* **Data for the task**
__________
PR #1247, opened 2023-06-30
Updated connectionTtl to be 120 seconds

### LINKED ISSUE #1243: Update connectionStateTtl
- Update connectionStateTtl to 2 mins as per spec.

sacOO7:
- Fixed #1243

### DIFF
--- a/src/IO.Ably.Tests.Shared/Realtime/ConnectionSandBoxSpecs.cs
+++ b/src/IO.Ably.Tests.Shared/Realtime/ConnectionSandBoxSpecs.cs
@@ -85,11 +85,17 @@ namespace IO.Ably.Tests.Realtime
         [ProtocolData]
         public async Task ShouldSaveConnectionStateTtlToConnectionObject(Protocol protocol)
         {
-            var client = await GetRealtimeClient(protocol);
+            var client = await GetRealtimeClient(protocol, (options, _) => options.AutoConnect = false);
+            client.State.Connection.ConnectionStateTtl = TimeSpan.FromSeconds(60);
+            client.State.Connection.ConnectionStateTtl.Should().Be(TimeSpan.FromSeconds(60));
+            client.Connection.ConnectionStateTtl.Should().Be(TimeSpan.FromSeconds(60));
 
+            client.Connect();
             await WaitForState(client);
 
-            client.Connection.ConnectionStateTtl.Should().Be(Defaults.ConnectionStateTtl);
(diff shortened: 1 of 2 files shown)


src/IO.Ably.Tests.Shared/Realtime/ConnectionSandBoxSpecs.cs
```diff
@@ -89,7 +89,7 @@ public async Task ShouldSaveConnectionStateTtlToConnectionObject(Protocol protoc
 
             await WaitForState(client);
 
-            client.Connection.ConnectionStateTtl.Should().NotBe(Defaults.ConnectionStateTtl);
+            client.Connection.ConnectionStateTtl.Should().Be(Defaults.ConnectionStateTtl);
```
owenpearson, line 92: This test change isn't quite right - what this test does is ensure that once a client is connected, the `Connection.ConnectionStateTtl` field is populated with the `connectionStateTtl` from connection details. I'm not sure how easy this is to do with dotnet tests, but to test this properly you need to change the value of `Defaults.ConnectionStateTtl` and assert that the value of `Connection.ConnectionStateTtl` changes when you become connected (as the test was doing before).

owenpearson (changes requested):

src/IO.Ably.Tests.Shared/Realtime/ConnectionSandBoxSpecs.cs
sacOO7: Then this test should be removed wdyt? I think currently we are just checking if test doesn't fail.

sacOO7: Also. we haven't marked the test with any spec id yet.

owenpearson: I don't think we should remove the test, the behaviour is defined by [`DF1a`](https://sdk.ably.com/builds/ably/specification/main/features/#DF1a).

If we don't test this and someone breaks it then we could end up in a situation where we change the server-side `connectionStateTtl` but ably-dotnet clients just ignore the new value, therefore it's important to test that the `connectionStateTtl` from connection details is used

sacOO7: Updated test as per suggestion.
__________
* **Work instructions**
Copy out each line of the records where the word "ShouldSaveConnectionStateTtlToConnectionObject" appears.

* **Response area**
         public async Task ShouldSaveConnectionStateTtlToConnectionObject(Protocol protocol)
@@ -89,7 +89,7 @@ public async Task ShouldSaveConnectionStateTtlToConnectionObject(Protocol protoc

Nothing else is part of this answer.